### [Data provided]
PR #288, opened 2016-07-21
fix SelectField: do not coerce None into a string

georgschoelly:


tests/fields.py
```diff
@@ -367,7 +367,7 @@ def test_text_coercion(self):
             form.a(),
             '''<ul id="a">'''
             '''<li><input id="a-0" name="a" type="radio" value="True"> <label for="a-0">yes</label></li>'''
-            '''<li><input checked id="a-1" name="a" type="radio" value="False"> <label for="a-1">no</label></li></ul>'''
+            '''<li><input id="a-1" name="a" type="radio" value="False"> <label for="a-1">no</label></li></ul>'''
```
georgschoelly: Instead of changing the result, we could also pass `default=False` to the `RadioField` constructor.

collisdigital:
We hit this exact issue where we had a radio field whose name and value was `"None"` e.g. 

```Please select:
- None
- Low
- Medium
- High
```

WTForms couldn't distinguish between the user selecting the "None" option and not selecting an option at all and also meant that the None option was pre-selected in the radio field before the user had interacted with it. Pretty horribly bug!

We've worked around it with a custom coerce: https://github.com/ONSdigital/eq-survey-runner/issues/1015

But ideally this should be fixed in WTForms directly; what's the status on this one?

tests/fields.py
ftm: Why would it not be appropriate?

wtforms/fields/core.py
```diff
@@ -456,6 +456,10 @@ def iter_choices(self):
 
     def process_data(self, value):
         try:
+            # protect against coercing None,
+            # such as in text_type(None) -> "None"
+            if value is None:
+                raise ValueError()
             self.data = self.coerce(value)
```
ftm: I don't like how this is raising an error just to be caught, would it not be better to do
```python
try:
    self.data = None if value is None else self.coerce(value)
except (ValueError, TypeError):
    self.data = None
```

tests/fields.py
georgschoelly: There's no reason to select the second choice:

```
make_form(a=RadioField(choices=[(True, 'yes'), (False, 'no')], coerce=coerce_func))
```

Having none of the options pre-selected seems to be the better choice.

wtforms/fields/core.py
georgschoelly: I have no strong opinion on this.

ftm: In that case I'll change it when I merge it since I have to do it manually

alswl:
Any plan to update pypi version? @ftm

ftm:
@alswl I do not control when new versions are released. Please stop posting these comments on random issues and PRs, if you want to discuss this then please open a new issue.

Issue #172, opened 2015-03-10
Email validator accepts addresses with a trailing dot in local part


warvariuc:
```python
>>> import wtforms

>>> wtforms.validators.Email().regex.match('a.@gmail.com')
>>> <_sre.SRE_Match at 0x7f3fb8bf5030>

>>> wtforms.__version__
>>> '2.0.2'
```
> RFC 5322 allows having dots in the local part, however, there are two important limitations: It does not allow two or more consecutive dots, and it also does not allow the local part to start or end with a dot.

http://stackoverflow.com/questions/16010617/trailing-dot-in-local-part-of-email

warvariuc:
Just noticed the comment in the source code:
```
class Email(Regexp):
    """
    Validates an email address. Note that this uses a very primitive regular
    expression and should only be used in instances where you later verify by
    other means, such as email activation or lookups.
```
But I don't understand the value of this validator then.

kmmbvnr:
B/c fully RFC compatible validating email regexp a bit complex for everyday use =)

    (?:(?:\r\n)?[ \t])*(?:(?:(?:[^()<>@,;:\\".\[\] \000-\031]+(?:(?:(?:\r\n)?[ \t]
    )+|\Z|(?=[\["()<>@,;:\\".\[\]]))|"(?:[^\"\r\\]|\\.|(?:(?:\r\n)?[ \t]))*"(?:(?:
    \r\n)?[ \t])*)(?:\.(?:(?:\r\n)?[ \t])*(?:[^()<>@,;:\\".\[\] \000-\031]+(?:(?:(
    ?:\r\n)?[ \t])+|\Z|(?=[\["()<>@,;:\\".\[\]]))|"(?:[^\"\r\\]|\\.|(?:(?:\r\n)?[ 
    \t]))*"(?:(?:\r\n)?[ \t])*))*@(?:(?:\r\n)?[ \t])*(?:[^()<>@,;:\\".\[\] \000-\0
    31]+(?:(?:(?:\r\n)?[ \t])+|\Z|(?=[\["()<>@,;:\\".\[\]]))|\[([^\[\]\r\\]|\\.)*\
    ](?:(?:\r\n)?[ \t])*)(?:\.(?:(?:\r\n)?[ \t])*(?:[^()<>@,;:\\".\[\] \000-\031]+
[...]

PR #294, opened 2016-08-27
improve Email validator

alanhamlett:
Uses the same `user_part` regex from [Django](https://github.com/django/django/blob/12b4280444b58c94197255655e284e4103fe00a9/django/core/validators.py#L170).

Related to #172, #169, and #117.

The new tests added here previously would fail, now they pass.

### DIFF
--- a/tests/validators.py
+++ b/tests/validators.py
@@ -34,6 +34,9 @@ class ValidatorsTest(TestCase):
         self.assertRaises(ValidationError, email(), self.form, DummyField('foo@bar'))
         self.assertRaises(ValidationError, email(), self.form, DummyField('foo@bar.ab12'))
         self.assertRaises(ValidationError, email(), self.form, DummyField('foo@.bar.ab'))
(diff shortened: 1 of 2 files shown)


alanhamlett:
Want to bring this up again and see if it can get merged?

illume:
This is a good test case to add as well: "b@example.com, b@example.com"
I've seen that one fall through quite a few validators. Pretty sure you patch catches it though :)

alanhamlett:
@crast could we get this merged?

kblomqvist:
Also related to #336?

alanhamlett:
@kblomqvist yes, this PR would fix #336 also.

asyncee:
Is this project alive? Can we get this PR merged?

alanhamlett:
Thanks!

davidism:
Note that this won't get a release until I get access to PyPI and Read The Docs from @crast.

alanhamlett:
It's just nice to not have to worry about rebasing now, in case another PR causes a merge conflict.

### [Problem description]
From the listing above, give the number of lines in which the word "when" occurs, and nothing else.

### [Solution for this problem]
2